As expected, flexible resin saddles exhibited lower spring constants than the stiff resin saddles, which were by an order of magnitude for α values of 1, 2, and 4 (Table 3). For the stiff resin saddles, k increased as α increased – notably, the flexible resin saddles did not follow the same trend, i.e., k was larger for α = 1 than α = 2 (91.1 vs. 68.8 N/mm, respectively). These results likely occurred due to the minimal relationship between geometry and spring constant when using flexible resin, as energy was dissipated during compression rather than being stored. Overall, the spring constant for flexible resin saddles increased <100 N/mm as α increased from 0.5 to 4, compared to stiff resin saddles, which increased >2,000 N/mm over the same geometry range. While the flexible resin data points are statistically different (Table S2), the spring constant for the flexible resin saddles appears to reach a plateau-like region when α ≥ 1 (Figure 4), suggesting that changes in geometry for the flexible resin have less influence on saddle performance in compression. These results support the hypothesis that the flexible layer of chitin and other proteinaceous material in the mantis shrimp saddle does not significantly contribute to energy storage.

Figure 4.

Comparison of spring constant for the flexible and stiff resin saddles based on saddle shape (β = 0.25). Note: X-axis starts at 0.5.

Conclusions

In recent years, scientists have increasingly sought to use nature as inspiration by emulating naturally occurring shapes, structures, and functions to improve engineering designs. The junction of biomimicry and additive manufacturing (AM) enabled replication of complicated natural designs for engineering applications in various fields. Within the dorsal region of the merus of the mantis shrimp, a hyperbolic paraboloid (saddle) shape offers a novel alternative spring design that allows high energy storage from minimal compression due to a large spring constant, as according to equation 2.

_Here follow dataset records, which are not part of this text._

PR #7836, opened 2021-09-03
rough draft of contestable issues swagger block

yakschuss:
[API-9408](https://vajira.max.gov/browse/API-9408)

This PR is a rough draft of contestable-issues v2, standalone for all decision_review types.

We were originally planning on pushing all new endpoints into RSWAG, but do to OAS requirements and deadlines, we're pushing this up now and will rewrite in rswag time permitting.

### DIFF
--- a/modules/appeals_api/app/swagger/appeals_api/v2/responses_contestable_issues.json
+++ b/modules/appeals_api/app/swagger/appeals_api/v2/responses_contestable_issues.json
@@ -1,0 +1,151 @@
+{"200": {
+    "description": "JSON:API response returning all contestable issues for a specific veteran.",
+    "content": {
+      "application/vnd.api+json": {
+        "schema": {
+          "type": "object",
+          "properties": {
+            "data": {
+              "type": "array",
+              "items": {
+                "type": "object",
+                "description": "A contestable issue (to contest this, you include it as a RequestIssue when creating a HigherLevelReview, SupplementalClaim, or Appeal)",
+                "properties": {
+                  "type": { "type": "string", "enum": [ "contestableIssue" ] },
+                  "id": { "type": "string", "nullable": true },
+                  "attributes": {
+                    "type": "object",
+                    "properties": {
+                      "ratingIssueReferenceId": {
+                        "type": "string",
+                        "nullable": true,
+                        "description": "RatingIssue ID",
+                        "example": "2385"
+                      },
+                      "ratingIssueProfileDate": {
+                        "type": "string",
+                        "nullable": true,
+                        "format": "date",
+                        "description": "(yyyy-mm-dd) RatingIssue profile date",
+                        "example": "2006-05-31"
+                      },
+                      "ratingIssueDiagnosticCode": {
+                        "type": "string",
+                        "nullable": true,
+                        "description": "RatingIssue diagnostic code",
+                        "example": "5005"
+                      },
+                      "ratingDecisionReferenceId": {
+                        "type": "string",
+                        "nullable": true,
+                        "description": "The BGS ID for the contested rating decision. This may be populated while ratingIssueReferenceId is nil",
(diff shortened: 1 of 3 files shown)


modules/appeals_api/app/swagger/appeals_api/v2/responses_contestable_issues.json
```diff
@@ -0,0 +1,151 @@
...
+                        "type": "string",
+                        "nullable": true,
+                        "description": "RatingIssue diagnostic code",
+                        "example": "5005"
+                      },
+                      "ratingDecisionReferenceId": {
+                        "type": "string",
+                        "nullable": true,
+                        "description": "The BGS ID for the contested rating decision. This may be populated while ratingIssueReferenceId is nil",
+                        "example": null
```
cilestin, line 42: If there isn't an example, do you have to supply the key?

modules/appeals_api/app/swagger/appeals_api/v2/responses_contestable_issues.json
```diff
@@ -0,0 +1,151 @@
...
+              "errors": [{ "status": 422, "code": "invalid_receipt_date", "title": "Invalid Receipt Date", "detail": "\"2019-02-18\" is before AMA Activation Date (2019-02-19)." }]}},
+          "future receipt date": {
+            "value": {
+              "errors": [{ "status": 422, "code": "invalid_receipt_date", "title": "Invalid Receipt Date", "detail": "\"2020-07-02\" is in the future (today: 2020-07-01; time zone: (GMT-05:00) America/New_York)." }]}},
+          "unparsable date": {
+            "value": {
+              "errors": [{ "status": 422, "code": "invalid_receipt_date", "title": "Invalid Receipt Date", "detail": "\"Widdershins\" is not a valid date." }]}},
+          "invalid veteran ssn": {
+            "value": {
+              "errors": [{ "status": 422, "code": "invalid_veteran_ssn", "title": "Invalid Veteran SSN", "detail": "SSN regex: /^\\d{9}$/)." }]}}}}}},
```
cilestin, line 140: I don't believe this is how this error will turn out, as the DetailedSchemaError should catch this as a common schema pattern mismatch error. Is there a different validator we've written that results in this special SSN-specific code & detail?

modules/appeals_api/app/swagger/appeals_api/v2/responses_contestable_issues.json
```diff
@@ -0,0 +1,151 @@
...
+        "schema": {
+          "type": "object",
+          "properties": { "errors": { "$ref": "#/components/schemas/errorWithTitleAndDetail" } }},
+        "examples": {
+          "before AMA": {
+            "value": {
+              "errors": [{ "status": 422, "code": "invalid_receipt_date", "title": "Invalid Receipt Date", "detail": "\"2019-02-18\" is before AMA Activation Date (2019-02-19)." }]}},
+          "future receipt date": {
+            "value": {
+              "errors": [{ "status": 422, "code": "invalid_receipt_date", "title": "Invalid Receipt Date", "detail": "\"2020-07-02\" is in the future (today: 2020-07-01; time zone: (GMT-05:00) America/New_York)." }]}},
```
cilestin, line 134: Would the "today" portion be adjusted based on the request's timezone? Is that even something we want to support? I'm not sure how useful reporting the current system time is (whether adjusted for the timezone or not), but not saying it _isn't_ useful either.

Also, remember that JSON:API ErrorObject allows for a `meta` key, so an alternative that may be more programmatically useful to the consumers might look like:
```
{...
  detail: "Receipt date is in the future", 
  meta: { 
    given_date: "2020-07-02", 
    current_date: "2020-07-17", 
    timezone: { 
      offset: "GMT -5:00", 
      name: "America/New_York" } 
}
```

PR #7856, opened 2021-09-08
[VRE 👍 ] 29552 Send comm preferences in VRE summary

RudyOnRails:
## Description of change

This PR does a few things:
2. adjusts mailer to include two new columns, with test
3. removes brittle fixture from mailer spec and replaces with standard `include` matcher
4. add preview mailer

## Original issue(s)
https://github.com/department-of-veterans-affairs/va.gov-team/issues/29552


lib/boolean_helper.rb
```diff
@@ -0,0 +1,7 @@
+# frozen_string_literal: true
+
+module BooleanHelper
+  def boolean_to_yesno(boo)
+    boo ? 'Yes' : 'No'
+  end
```
ericboehs, line 6: This seems a bit overkill for just two variables.

```
boolean_to_yesno(boo)
```
is longer than 
```
boo ? 'Yes' : 'No'
```
and adds a layer of abstraction so you have to go look up what it does.

I understand avoiding writing logic in a view but conditionals of this simplicity seem okay.

Could you explain more why you added this help? I think I'm missing something.

RudyOnRails: My unit test on the helper did catch a failure (I expected "Yes" but was actually returning "yes" at first). Wouldn't it be more work to write a view spec? Would I have to revert to using a fixture of markup?

I am totally open to using your suggestion, but am curious about the testing of it.

RudyOnRails: Good morning sir. If you get a second can you share your thoughts on this ☝️.

RudyOnRails: Ok this has been resolved. Helper and spec removed. Logic moved to email view.

app/mailers/ch31_submissions_report_mailer.rb
```diff
@@ -3,6 +3,8 @@
 require 'reports/uploader'
 
 class Ch31SubmissionsReportMailer < ApplicationMailer
+  include BooleanHelper
```
ericboehs, line 6: This doesn't need to be here anymore, right?

RudyOnRails: Yeah, CI just caught it, and it's gone.

ericboehs (approved):

PR #7860, opened 2021-09-08
Fix mobile appointment id in missing facility logging

kreek:
## Description of change
My additional logging for the missing facility error itself has a bug in it 😐 it now it correctly logs the `appointment.id`

## Original issue(s)
N/A


jperk51 (approved):
LGTM

PR #7867, opened 2021-09-09
[VRE 👍  ] 29025 adjust ch31 solo mailer for cmp case

RudyOnRails:
**This is a repeat of https://github.com/department-of-veterans-affairs/vets-api/pull/7851 - I had to revert it b/c the stakeholder wanted to see it before production. I am prepping this again but won't merge until they 👀 .**

**Details copied from 7851.**

## Description of change

This PR makes it so that a `SavedClaim::VeteranReadinessEmploymentClaim` is initialized with a new ivar of `@sent_to_cmp = false` and if the claim ends up routing to CMP, then that will be indicated by displaying "(routed to CMP)" in the body of the email.

## Original issue(s)
https://github.com/department-of-veterans-affairs/va.gov-team/issues/29025

- model spec
- mailer spec


ericboehs (dismissed):

RudyOnRails:
Sorry @ericboehs, I'll try to avoid wasting your time in the future, but the stakeholder had a change so I had to tweak this a wee bit. Sorry for the double review :(

app/mailers/veteran_readiness_employment_mailer.rb
```diff
@@ -1,13 +1,12 @@
...
-  def build(user, email_addr)
+  def build(user, email_addr, routed_to_cmp)
     email_addr = 'kcrawford@governmentcio.com' if FeatureFlipper.staging_email?
-
     @submission_date = Time.current.in_time_zone('America/New_York').strftime('%m/%d/%Y')
-    @pid = user.participant_id || 'Sent to CM'
-
-    template = File.read('app/mailers/views/veteran_readiness_employment.html.erb')
+    @pid = user.participant_id.to_s
+    cmp = routed_to_cmp ? '_cmp' : ''
```
ericboehs, line 8:
```suggestion
    cmp = '_cmp' if routed_to_cmp
```

app/models/saved_claim/veteran_readiness_employment_claim.rb
```diff
@@ -74,6 +76,11 @@ class SavedClaim::VeteranReadinessEmploymentClaim < SavedClaim
 
   validate :veteran_information, on: :prepare_form_data
 
+  def initialize(args)
+    @sent_to_cmp = false
```
ericboehs, line 80:
```suggestion
    self.sent_to_cmp = false
```

app/models/saved_claim/veteran_readiness_employment_claim.rb
```diff
@@ -134,7 +141,7 @@ def send_to_vre(user)
       )
     end
 
-    VeteranReadinessEmploymentMailer.build(user, email_addr).deliver_now if user.present?
+    VeteranReadinessEmploymentMailer.build(user, email_addr, @sent_to_cmp).deliver_now if user.present?
```
ericboehs, line 144:
```suggestion
    VeteranReadinessEmploymentMailer.build(user, email_addr, sent_to_cmp).deliver_now if user.present?
```

app/models/saved_claim/veteran_readiness_employment_claim.rb
```diff
@@ -172,6 +179,7 @@ def send_to_central_mail!
     update(form: form_copy.to_json)
 
     log_message_to_sentry(guid, :warn, { attachment_id: guid }, { team: 'vfs-ebenefits' })
+    @sent_to_cmp = true
```
ericboehs, line 182:
```suggestion
    self.sent_to_cmp = true
```

ericboehs (commented):
Small change: don't use instance variables when defining getter/setters methods.

app/models/saved_claim/veteran_readiness_employment_claim.rb
RudyOnRails: I never needed this to be public in the first place, so I stuck with the ivar.

app/models/saved_claim/veteran_readiness_employment_claim.rb
RudyOnRails: I never needed this to be public in the first place, so I stuck with the ivar.

app/mailers/veteran_readiness_employment_mailer.rb
```diff
@@ -1,13 +1,12 @@
...
 class VeteranReadinessEmploymentMailer < ApplicationMailer
-  def build(user, email_addr)
+  def build(user, email_addr, routed_to_cmp)
     email_addr = 'kcrawford@governmentcio.com' if FeatureFlipper.staging_email?
-
     @submission_date = Time.current.in_time_zone('America/New_York').strftime('%m/%d/%Y')
-    @pid = user.participant_id || 'Sent to CM'
-
-    template = File.read('app/mailers/views/veteran_readiness_employment.html.erb')
+    @pid = user.participant_id.to_s
```
ericboehs, line 7: Is there a reason this needs to be to_s? The mailer is using erb which should cast int to str.

app/models/saved_claim/veteran_readiness_employment_claim.rb
ericboehs: I try to pass private variables and use getters/setters if they can be public, avoiding instance variables. local variables are easy to refactor to public getters.

But this is fine. :+1:

spec/models/saved_claim/veteran_readiness_employment_claim_spec.rb
```diff
@@ -146,8 +146,10 @@
       let(:user_object) { create(:unauthorized_evss_user) }
 
       it 'PDF is sent to Central Mail and not VBMS' do
-        expect(claim).to receive(:send_to_central_mail!).once
+        expect(claim).to receive(:send_to_central_mail!).once.and_call_original
         expect(claim).not_to receive(:upload_to_vbms)
+        expect(VeteranReadinessEmploymentMailer).to receive(:build).with(user_object, 'VRE.VBAPIT@va.gov',
+                                                                         true).and_call_original
```
ericboehs, line 152:
```suggestion
        expect(VeteranReadinessEmploymentMailer).to receive(:build).with(
          user_object, 'VRE.VBAPIT@va.gov', true
        ).and_call_original
```

Optional suggestion to make it look better. ^

ericboehs (approved):

app/mailers/veteran_readiness_employment_mailer.rb
RudyOnRails: Nope. Can't remember exactly at this moment, but I think I was doing some string interpolation in a private method somewhere in a previous revision before I created another template, and rubocop suggested `.to_s` instead. 

Good catch 🎣

rileyanderson (approved):

PR #7875, opened 2021-09-10
updated the query parameters on the get_patient_appointment_meta endp…

grossb1:
…oint to be camel case

The work here is to fix a small bug related to the casing of query parameters sent to the new VAOS service.

## Original issue(s)

VCR Cassettes were updated to reflect this change


ajmagdub (approved):
LGTM

PR #313, opened 2018-01-03
Corrects Multiview Extension specification URL

NellWaliczek:
I just noticed that the WebGL multiview extension spec moved to a slightly different location and the link in the WebXR explainer needs to be updated


toji:
Thanks!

A matrix of hyperbolic paraboloid geometries inspired by the non-Euclidean saddle from the order Stomatopoda was systematically manufactured using a stiff and a flexible resin and tested in compression for Hookean spring constants based on saddle shape. The effect of print orientation, saddle geometry, and saddle resin were investigated. Results indicate that the spring constant of the saddles was independent of print orientation, substantiating isotropic material behavior. For the stiff resin saddles, the largest spring constants were achieved by increasing geometric factor α and reducing geometric factor β. Increasing values of α reduced the curvature between the opposite faces of the saddle, invoking geometry-induced rigidity that increased the spring constant. Minimizing values of β increased the curvature of the faces in contact with the compressive load and allowed uniform displacement over the saddle geometry. As expected, the flexible resin saddles exhibited lower spring constants than the stiff resin saddles by an order of magnitude for corresponding geometries. The flexible resin saddle spring constants appeared to reach a plateau with changes in geometry, indicating that shape does not influence the spring constant of these saddles in compression. Measurements of biological saddles from the mantis shrimp Odontodactylus scyllarus corroborated the trend for maximization of α to maximize spring constant; however, it appeared the minimization of β was compromised to account for spatial restraints. These findings show that geometry of non-Euclidean hyperbolic paraboloids can be altered to optimize spring constants for mechanical applications.